Issue #1421, opened 2021-10-23
Add "Domain supports" to Metaverse heartbeat & Metadata Exporter.


digisomni:
This is so users / apps / bots can determine which Domains will allow them to use things like audio codecs, connect using web, etc.

PR #1716, opened 2022-11-08
Added capabilities object to domain server -> metaverse heartbeat requests.

namark:
Including information on WebRTC configuration, exporters and audio codec preference.

### DIFF
--- a/domain-server/src/DomainServer.cpp
+++ b/domain-server/src/DomainServer.cpp
@@ -1703,12 +1703,13 @@ void DomainServer::sendHeartbeatToMetaverse(const QString& networkAddress, const
     capabilities["webrtc"] = webRTCCapabilities;
 #endif
 
-    QJsonObject prometheusCapabilities;
+    // provides server statistics in a specific format (see DomainServerExporter.h)
+    QJsonObject prometheusExporterCapabilities;
     bool isExporterEnabled = _settingsManager.valueOrDefaultValueForKeyPath(ENABLE_PROMETHEUS_EXPORTER_SETTINGS_KEY).toBool();
     int exporterPort = _settingsManager.valueOrDefaultValueForKeyPath(PROMETHEUS_EXPORTER_PORT_SETTINGS_KEY).toInt();
-    prometheusCapabilities["enabled"] = isExporterEnabled;
-    prometheusCapabilities["port"] = exporterPort;
-    capabilities["prometheus_exporter"] = prometheusCapabilities;
+    prometheusExporterCapabilities["enabled"] = isExporterEnabled;
+    prometheusExporterCapabilities["port"] = exporterPort;
+    capabilities["prometheus_exporter"] = prometheusExporterCapabilities;
 
     QJsonObject metadataCapabilities;
     bool isMetadataExporterEnabled = _settingsManager.valueOrDefaultValueForKeyPath(ENABLE_METADATA_EXPORTER_SETTINGS_KEY).toBool();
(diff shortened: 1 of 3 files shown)


domain-server/src/DomainServer.cpp
```diff
@@ -1677,6 +1686,49 @@ void DomainServer::sendHeartbeatToMetaverse(const QString& networkAddress, const
...
 
+    QJsonObject capabilities;
+
+#if defined(WEBRTC_DATA_CHANNELS)
+    QJsonObject webRTCCapabilities;
+    bool isWebRTCEnabled = _settingsManager.valueForKeyPath(WEBRTC_ENABLED_SETTINGS_KEY).toBool();
+    bool isWebRTCWSSEnabled = _settingsManager.valueForKeyPath(WEBRTC_WSS_ENABLED_SETTINGS_KEY).toBool();
+    auto acmeDomainList = _settingsManager.valueOrDefaultValueForKeyPath("acme.certificate_domains").toList();
+    QJsonArray acmeDomains;
+    for (auto&& acmeDomain : acmeDomainList) {
```
ctrlaltdavid, line 1697:
```suggestion
    for (auto&& acmeDomain: acmeDomainList) {
```

domain-server/src/DomainServer.cpp
```diff
@@ -1677,6 +1686,49 @@ void DomainServer::sendHeartbeatToMetaverse(const QString& networkAddress, const
...
+        acmeDomains.push_back(acmeDomain.toMap()["domain"].toString());
+    }
+    webRTCCapabilities["enabled"] = isWebRTCEnabled;
+    webRTCCapabilities["ssl_enabled"] = isWebRTCWSSEnabled;
+    webRTCCapabilities["ssl_domains"] = acmeDomains;
+    capabilities["webrtc"] = webRTCCapabilities;
+#endif
+
+    QJsonObject prometheusCapabilities;
```
ctrlaltdavid, line 1706: Need either a more descriptive name than "prometheus" or a comment explaining what Prometheus is.

domain-server/src/DomainServer.cpp
```diff
@@ -1677,6 +1686,49 @@ void DomainServer::sendHeartbeatToMetaverse(const QString& networkAddress, const
...
+    capabilities["metadata_exporter"] = metadataCapabilities;
+
+    QJsonObject audioCapabilites;
+    auto audioCodecPreferenceList = _settingsManager.valueOrDefaultValueForKeyPath("audio_env.codec_preference_order").toString().split(",");
+    QJsonArray audioCodecPreference;
+    for (auto&& audioCodec : audioCodecPreferenceList) {
+        audioCodecPreference.push_back(audioCodec);
+    }
+    audioCapabilites["codec_preference_order"] = audioCodecPreference;
+    // TODO: add a list of available codecs, must be retrieved from PluginManager
```
ctrlaltdavid, line 1727: Does this TODO need to be filled in now? Or perhaps there's an issue for this?

ctrlaltdavid (changes requested):

domain-server/src/DomainServer.cpp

▶ Instructions to follow
Print, please, the lines above from the very first through the one that holds "PR #1716, opened 2022-11-08", both included, word for word and with nothing else.

▶ Response below
Issue #1421, opened 2021-10-23
Add "Domain supports" to Metaverse heartbeat & Metadata Exporter.


digisomni:
This is so users / apps / bots can determine which Domains will allow them to use things like audio codecs, connect using web, etc.

PR #1716, opened 2022-11-08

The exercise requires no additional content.